Your friendly local Language Justice Committee has been BUSYBUSYBUSY from our homes and virtual spaces! Now that most LATU locals meet weekly to support new and long-term members during this crisis, our union needs equitable communication more than ever, so everyone can access the same information, learn critical organizing skills, and build community with our neighbors even from a safe social distance. Solidarity and mutual support are flourishing among members of the Language Justice Committee and interpreters and translators across LATU. We are supporting each other by practicing together regularly and working very closely with facilitators to establish the most equitable communication practices possible given our current virtual constraints. Please write us at justiciadellenguaje@latenantsunion.org if you speak English and (an)other language(s) and want to join our crew!

The latest in tenant legislation—

ANTI-TENANT HARASSMENT ORDINANCES / TEMPORARY AND PERMANENT: The LA City Council passed an emergency tenant protection measure that allows tenants to sue their landlord for violations of COVID-19 emergency tenant protection measures passed since March 27th. The new measure is temporary and designed to address only those violations that deal with COVID-19 related issues. If a violation occurs, the tenant has to notify the landlord in writing describing the specific violation, and the landlord has 15 days to rescind the violation or the tenant can pursue a lawsuit against the landlord.

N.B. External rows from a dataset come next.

PR #10668, opened 2026-09-01
Get-DbaComputerCertificate - Keep the friendly name of certificates on remote computers

andreasjordan:
## Problem

For a remote computer, `Get-DbaComputerCertificate` returns certificates whose `FriendlyName` is empty, although the certificate in the remote store has one and the command's own `Name` property carries it. `New-DbaComputerCertificate` returns this object for remote computers, so its documented `FriendlyName` was empty there too, while local results had it.

## Mechanism

PowerShell remoting rebuilds the `X509Certificate2` on the calling side from its raw bytes. The friendly name is a property of the store entry, not of the certificate, so it does not survive the trip - and a remote note property of the same name does not survive either (probed), which is why the scriptblock already exposes it as `Name`.

## What changed

The command copies `Name` back into `FriendlyName` on the calling side when it arrives empty. Local and remote results now carry the same properties; nothing changes for localhost. The `.OUTPUTS` note on `Name` says so.

## Tests

- New test: pins that both `Name` and `FriendlyName` carry the friendly name. It runs locally in CI, where no second computer exists.
- Lab: `Get-DbaComputerCertificate` and `New-DbaComputerCertificate` against a second computer on PowerShell 7.6 and 5.1 - both now return the friendly name for the remote host, unchanged for localhost. `Get-DbaComputerCertificate.Tests.ps1` green through the testing-dbatools harness.

### DIFF
--- a/public/Get-DbaComputerCertificate.ps1
+++ b/public/Get-DbaComputerCertificate.ps1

A permanent Anti-Tenant Harassment Ordinance was brought to Councilmember Huizar by LATU and has been pending in City Council committees and HCID for the past 3 years. Tenant harassments are increasing and a greater lobbying is needed to make this Ordinance law. A number of tenant orgs are involved to push the City Council to agendize this Motion and finally pass it so that tenants have protections against harassment. Tenants need to call their City Council members and urge them to vote YES on this ATHO. Under both Ordinances, temporary and permanent, the landlord will be slapped with a fine plus attorneys fees.

People’s City Council

As an affinity network of members of LATU, Sunrise LA, Streetwatch LA, NOlympics, DefendNELA, CCED, and other grassroots orgs, we’ve continued to hold direct actions in support of rent cancelation and the #NoVacancyCA campaign. On May Day, we organized a raucous rally in front of Garcetti’s house, accompanied by rent-striking Mariachis. We also held a die-in at Garcetti’s with speeches by members of Los Angeles Community Action Network (LACAN), Streetwatch, and others to uplift the work our communities are doing to empower unhoused tenants while electeds are letting 3 unhoused Angelenos die every day. We also collaborated with Black Lives Matter and White People for Black Lives on the #PeoplesCityBudget, a campaign to block Garcetti’s 2020–21 city budget proposal, which allocates 54% (or $3.15 BILLION) of the total budget to the LAPD, the most murderous police force in the nation.